Innenstaatssekretär Gerhard Eck weilte beim traditionellen Politischen Aschermittwoch am Tag danach in der Oberwerrner Sporthalle. Festredner bei dieser traditionellen Veranstaltung war bereits zum fünften Mal Bayerns Ministerpräsident Horst Seehofer, der auf Einladung des CSU-Ortsverbandes Oberwerrn in den früheren Jahren schon in verschiedenen anderen Ämtern nach Unterfranken kam. Seehofer lobte anfangs seiner Rede Gerhard Eck. Mit ihm sei "gesunder Menschenverstand ins Bayerische Kabinett eingezogen, er ist in München ein hartnäckiger Vertreter Eurer Interessen", wandte sich der Ministerpräsident an das Publikum im mit 700 Personen voll besetzten Saal.

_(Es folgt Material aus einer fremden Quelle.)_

PR #326, opened 2024-03-18
OJ-33810: update jf ingest and tqdm dependencies

gavinpitt-jf:
## Description

Update dependencies for TQDM and JF Ingest, which we believe may be related to a strange string formatting error we're seeing for certain clients when they hit the BitbucketCloud RateLimiter


breid1313 (approved):
worth a go

PR #330, opened 2024-04-05
OJ-34303: remove jf ingest attempted roll back on exception handling

gavinpitt-jf:
JF Ingest (for Jira download) is stable enough now that we can remove the rollback logic on failure. The idea here is that if we are failing in JF Ingest here, than we'll likely fail in the rollback. Removing the rollback logic simplifies our code and fails the agent faster. It also simplifies our S3 upload, so we don't have to potentially check for BOTH file formats on a rollback event


acicchetti-jf (approved):
Seems good to me

PR #343, opened 2024-07-10
OJ-36885: always close down diagnostics file and thread

gavinpitt-jf:
## Description

There is a latent bug in the diagnostics monitoring thread. The logic flow to shut down the monitoring thread requires us to be in a mode where we are downloading/sending data. If the Agent is run in a `send_only` mode or `from_failure` mode, it will fail to close down the diagnostics thread and hang forever (well, technically it will get shutdown after 72 hours due to some time out logic we have in the Agent)

To resolve this issue, I moved the `diagnostics` cleanup logic (where we shut down the thread) to be part of a `try/finally` logic block so that it always gets run for ever run mode and even if we encounter an error

### DIFF
--- a/jf_agent/main.py
+++ b/jf_agent/main.py
@@ -277,16 +277,17 @@ def main():
                 return False
 
     finally:
-        logger.info('Closing Diagnostics file')
-        # We need to close this before we send data
-        # Otherwise we'll send a .fuse_hidden file (temp file)
-        diagnostics.close_file()
 
         # Kills the sys_diag_collector thread.
         # We need to do this before exiting, otherwise we'll hang forever and never exit until timeout kills it.
         logger.info('Shutting down Systems Diagnostics Thread')
         sys_diag_done_event.set()
         sys_diag_collector.join()
+
+        logger.info('Closing Diagnostics file')
+        # We need to close this before we send data
+        # Otherwise we'll send a .fuse_hidden file (temp file)
+        diagnostics.close_file()
 
     success &= potentially_send_data(config, creds, successful=error_and_timeout_free)
 
--- a/jf_agent/main.py
+++ b/jf_agent/main.py
@@ -184,100 +184,109 @@ def main():
             creds.jellyfish_api_token,
         ),
     )
-    sys_diag_collector.start()
+    try:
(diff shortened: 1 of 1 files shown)


jf_agent/main.py
```diff
@@ -184,101 +184,109 @@ def main():
...
+            except Exception as err:
+                logger.error(f"Encountered error during agent run! {err}")
+                agent_logging.close_out(logging_config)
+                return False
+
+    finally:
+        logger.info('Closing Diagnostics file')
+        # We need to close this before we send data
+        # Otherwise we'll send a .fuse_hidden file (temp file)
+        diagnostics.close_file()
```
herbal-jelly, line 283: Should `diagnostics.close_file()` come after `sys_diag_done_event.join()`... there seems to be a possible race condition here.

herbal-jelly: Also, are we ok with `diagnostics.send_diagnostic_end_reading` potentially not getting called if we return early?  or, should that be part of the finally?

herbal-jelly (approved):
Just a couple questions, but otherwise looks good to me.

jf_agent/main.py
gavinpitt-jf: > Also, are we ok with `diagnostics.send_diagnostic_end_reading` potentially not getting called if we return early? or, should that be part of the finally?

This one is kind of a toss up for me. If we end becuase of an error and the `heartbeat` stops with no `stop` signal sent than we should be able to quickly tell that it crashed. I could also see sending the `stop` signal with a status attribute working pretty well too... Truthfully the heartbeats aren't really used anywhere yet, this was a thing we shipped as a proof of concept for a hackathon

> Should diagnostics.close_file() come after sys_diag_done_event.join()... there seems to be a possible race condition here.

Yeah good call. Right now it does this and we get a warning message sometimes saying we can't write to the Diagnostics file when we do our final cache flush to it. That could potentially be lost data, so we should close the file after we shut down the thread 👍

ametzger (approved):

jf_agent/main.py
herbal-jelly: Sounds good to me.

Zuvor begrüßte der Innenstaatssekretär und Landtagsabgeordnete Eck die Gäste und freute sich über Seehofers Bereitschaft, so oft nach Oberwerrn zu kommen, "weil wir doch alle wissen, wie eng seine Termine gestrickt sind". Neben Bezirkstagskandidat Stefan Funk, Schweinfurts Oberbürgermeister Sebastian Remelé und den örtlichen CSU-Vertretern um den dritten Bürgermeister Norbert Hart begrüßte auch der SPD-Landrat Florian Töpper den Ingolstädter. Gerhard Eck band Töpper in seinem Grußwort mit ein, was viel Applaus zur Folge hatte. Der Innenstaatssekretär war "glücklich, wenn ich in die Runde blicke und treue Parteifreunde dort sehe, die immer mit anpacken und die Ärmel hochkrempeln."

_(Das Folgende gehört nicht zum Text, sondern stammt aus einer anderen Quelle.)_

PR #344, opened 2024-07-11
[OJ-36936] Remove Agent Rollback Logic

jruel4:
Remove agent rollback logic - unstable.


ametzger (approved):
is it worthwhile to keep the timeout thing here? I'd almost be inclined to remove that as well, as it feels more like a foot-gun than a real utility IMO

PR #33, opened 2016-07-07
GELF Custom Level Compatibility

julienCrine:
For send custom level to GELF.


julienCrine:
GELF Custom Level Compatibility .
For send custom level to GELF.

Am Aschermittwoch zuvor war MdL Gerhard Eck auf Einladung der Schweinfurter Stadträte Verena Söhnlein, Stefan Funk und Willy Dekant Festredner im Stadtteil Oberndorf. Im Haus "Open door" Levi e.V., sprach der Innenstaatssekretär eine runde dreiviertel Stunde lang und brachte unter anderen zum Ausdruck, warum Bayern gegen den Länderfinanzausgleich klagt: "Weil wir uns als einstiges Nehmerland den Herausforderungen gestellt haben und aus eigener Kraft unsere Schulden zurückführen können."